Mutulu Shakur has been granted parole, but he is terminally ill. Black political prisoners in this country are held for 30, 40 and 50 years. Reprieve happens only when they are at death's door.

“There is a need for a Truth and Reconciliation Commission in the U.S. to resolve the history of slavery, oppression, racism, segregation, lynching and the issue of political prisoners of the Civil Rights Black Liberation Struggle who fought against these gross human rights abuses. The Truth and Reconciliation Commission was also a process set up in South Africa to redress the gross violations of human rights by the apartheid regime. It was a tool to assist a peaceful transition to a democratic society but public acknowledgement of the gross human rights abuses by the government and its agent…The idea of crimes against humanity comes under International Law and the Geneva Convention adopted by the world at the U.N. the liability of such violators lies on nations as well as individuals who fight against the violators of human rights.” - Mutulu Shakur

After 36 years of incarceration, political prisoner Mutulu Shakur was granted parole after having been denied on nine occasions. Invariably media accounts mention that he is the step-father of the late rapper and actor Tupac Shakur while saying little about his own history.  Any of the elder Shakur’s accomplishments are given short shrift in favor of an emphasis on pop culture celebrity.
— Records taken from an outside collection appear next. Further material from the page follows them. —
PR #579, opened 2025-02-19
Merge audit fixes

EdNoepel:
Merge audit fixes from `main` into `v2.5`.

These fixes included changes to margin and maintenance checks.  Originally implemented in `InvariantLib`, logic from these changes has been moved into _Market_ and applied to `marginRequired` and `maintenanceRequired` calls made by `Margin` contract for both isolated and cross-margin markets.

Upon resolving an issue with the merge of zero-cross tests, an issue was observed with `VersionLib._accumulateSpread`.  This issue is documented in the tests and affected tests have been skipped.


packages/core/contracts/Market.sol
```diff
@@ -635,26 +667,23 @@ contract Market is IMarket, Instance, ReentrancyGuard {
 
         // when liquidating, ensure maintenance requirements are not met
         if (newOrder.protected() && (
-            !context.pendingLocal.neg().eq(context.latestPositionLocal.magnitude()) || // total pending close is not equal to latest position
+            context.pendingLocal.neg().lt(context.latestPositionLocal.magnitude()) ||  // total pending close is not equal to latest position
             margin.maintained(context.account) ||                                      // latest position is properly maintained
-            !newOrder.collateral.eq(Fixed6Lib.ZERO)                                    // TODO: can eliminate because close method doesn't touch collateral
-        )) revert IMarket.MarketInvalidProtectionError();
+            !newOrder.collateral.eq(Fixed6Lib.ZERO) ||                                 // TODO: can eliminate because close method doesn't touch collateral
+            !newOrder.pos().eq(UFixed6Lib.ZERO))                                       // TODO: can eliminate because close orders cannot increase position
```
kbrizzle, line 673: I don't think we can eliminate this one, what was the reasoning here?

packages/core/contracts/libs/InvariantLib.sol
```diff
@@ -89,21 +90,4 @@ library InvariantLib {
             newOrder.decreasesLiquidity(updateContext.currentPositionGlobal)
         ) revert IMarket.MarketInsufficientLiquidityError();
     }
-
-    function validateProtection(IMarket.Context memory context, bool maintained, Order memory newOrder) external pure returns (bool) {
```
kbrizzle, line 93: did this all get ported into `Market.sol`? I don't think I see crossing-zero logic in the new code, or did you remove that on purpose to get things working?

packages/core/contracts/Market.sol
EdNoepel: Regarding the `TODO` comments: Protected orders can only be created from the `close` method, which has no parameters for changing collateral or position.  As such, `newOrder.collateral` and `newOrder.pos` should always be 0 when `newOrder.protected()` is true.

kbrizzle: Oh good call, forgot that we transitioned this to the close method.

I wonder if we should still keep this in the invariant tho (i.e. for if it got re-added in the future somehow).

packages/core/contracts/libs/InvariantLib.sol
kbrizzle: Yes to the last part, we utilize no-op closes for liquidation when the position is not yet locked, but you can't actually close larger than a zero position. This is used quite a bit in the crossing zero flows.

EdNoepel: Alright; I will port this logic over.  Was there an existing test which should have failed without it?

EdNoepel: When I merged the tests, absolute `update` calls which had _protected_ set true were turned into `close` calls, regardless of whether a position change was specified.  I assume the "no-op" logic is built into the `close` method?

kbrizzle: Yeah these tests should cover this:
- https://github.com/equilibria-xyz/perennial-v2/blob/main/packages/core/test/unit/market/Market.test.ts#L24375
- https://github.com/equilibria-xyz/perennial-v2/blob/main/packages/core/test/unit/market/Market.test.ts#L24475
- https://github.com/equilibria-xyz/perennial-v2/blob/main/packages/core/test/unit/market/Market.test.ts#L24574

`close()` was added in v2.5 while the heavier use of no-op was added in v2.4-mini so there some merge work to do there. no-op liquidations were still possible in previous version, but we probably don't have test for them since they weren't special cased.

packages/core/contracts/Market.sol
```diff
@@ -667,13 +667,13 @@ contract Market is IMarket, Instance, ReentrancyGuard {
 
         // when liquidating, ensure maintenance requirements are not met
         if (newOrder.protected() && (
+            (context.pendingLocal.crossesZero() && !newOrder.isEmpty()) ||             // pending zero-cross, liquidate (lock) with no-op order
```
kbrizzle, line 670: this logic looks a bit different than `v2.4-mini`:

- if zero cross -> revert if not empty
- otherwise -> revert if not full close (specifically this clause)

packages/core/contracts/libs/InvariantLib.sol
EdNoepel: Those tests exist in this branch (`Market.test.cs` lines 22335, 22405, and 22486).  The first two run cleanly, without (before) and with (now) the updated logic.  The last test is skipped due to the underflow issue with zero-cross.

packages/core/contracts/Market.sol
EdNoepel: I see; the comparison between pending order and position should only be made if order is not crossing zero.  Will revise.

EdNoepel: Done in 205320434e3e55f938602be5c817c4cb215b2190.

kbrizzle (approved):

prateekdefi (approved):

In 1986 Shakur was arrested for his role in the 1981 robbery of a Brink’s armored car which resulted in the deaths of three people. He managed to avoid capture for five years but was tried and in 1988 convicted under the Racketeer Influenced and Corrupt Organizations Act (RICO) statute and sentenced to 60 years in prison.

Shakur is being released so that he can die outside of prison walls. He was diagnosed with bone cancer and in June of 2022 was given a prognosis of six more months of life. He will be freed on December 16, 2022. The state is determined to keep him behind bars until he takes his last breath.

Of course the courts violated their own rules in keeping him incarcerated for so long. He was sentenced under what is called the “old rule,” that is to say before 1987. As such he has been eligible for parole since 2016 but he has always been denied. He was denied compassionate release despite his terminal cancer diagnosis. The judge who finally granted his parole is the same one who sentenced him in 1988 and denied him compassionate release in 2021. “Should it develop that Shakur’s condition deteriorates further, to the point of approaching death, he may apply again to the Court, for a release that in those circumstances could be justified as ‘compassionate,’” wrote Judge Charles Haight Jr. in his decision.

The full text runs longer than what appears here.